Thursday, 14 de November de 2024 ISSN 1519-7670 - Ano 24 - nº 1314

A imprensa e o mensalão, dois anos depois

O Observatório da Imprensa na TV de terça-feira (4/4) analisou a atuação dos meios de comunicação na cobertura do esquema de compra de votos conhecido como ‘mensalão’. Pouco mais de dois anos após o então deputado federal Roberto Jefferson ter relatado, em entrevista à repórter Renata Lo Prete, da Folha de S.Paulo, o uso de recursos públicos para o pagamento de suborno a parlamentares e partidos, o Supremo Tribunal Federal (STF) decidiu, em 28/8, acolher a denúncia do procurador-geral da República, Antonio Fernando de Souza, contra os 40 réus envolvidos no processo.

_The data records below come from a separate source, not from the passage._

PR #3699, opened 2024-10-03
Fix bug in Download-BcNuGetPackageToFolder

adamLiveware:
Error occurs when using -downloadDependencies with value 'own' because of an invalid reference

This fixes that by correcting the reference, allowing to download dependencies where the author matches


freddydk (approved):

freddydk:
Thanks

PR #3700, opened 2024-10-04
Version number fixes

freddydk:
Three version number fixes:

- Bump version
- As minimum, always use the generic tag version which was available when shipping BcContainerHelper
- Add awareness of Windows 11 24H2


f4n0:
@freddydk We have an ETA about supporting the 24H2 with process isolation?

freddydk:
> @freddydk We have an ETA about supporting the 24H2 with process isolation?

We can try - if it works, it works. It is really out of my hands.

aholstrup1 (approved):

PR #63, opened 2020-11-24
Add antenna info for sky130_ef_io pads

ax3ghazy:
- TODO: use the script to also add the antenna info to the sky130_fd_io
  as well


RTimothyEdwards:
Pulled and merged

Participaram do programa o relator da Comissão Parlamentar Mista de Inquérito (CPMI) dos Correios, deputado Osmar Serraglio (PMDB-PR), o presidente da Associação Brasileira de Imprensa (ABI), Maurício Azêdo, e Luiz Weis, editor do blog Verbo Solto, deste Observatório, e colaborador do Estado de S.Paulo.


No editorial que abre o programa, Alberto Dines observou que a imprensa deu destaque ao julgamento do Supremo, mas pouco comentou a importância das investigações da comissão para a base das denúncias apresentadas pela procuradoria. ‘Fascinados pelos rituais solenes da Corte Suprema esquecemos o intenso trabalho realizado por deputados e senadores ao longo de onze meses. Delcídio Amaral, senador do PT pelo Mato Grosso do Sul e Osmar Serraglio, deputado pelo PMDB do Paraná, foram os responsáveis por uma extraordinária façanha política e investigativa consagrada em grande parte pelas decisões do STF’, disse [ver abaixo a íntegra do editorial].


Julgamento histórico


O professor de Teoria Política Renato Lessa comentou, em entrevista gravada, a importância do julgamento do SFT para o fortalecimento da democracia: ‘Trata-se de uma decisão – pela primeira vez na história do Supremo, num processo dessa magnitude – de ativamente assumir o papel de controle da política. É uma espécie de corregedoria da política que está presente no Supremo’. Para o professor, o julgamento não foi determinado pela pressão da imprensa, ao contrário: fez parte de um processo de amadurecimento das instituições do país. Lessa acredita que os meios de comunicação, apesar de falhas na cobertura, contribuíram para chamar a atenção para a ‘relação estragada entre o Executivo e o Legislativo’.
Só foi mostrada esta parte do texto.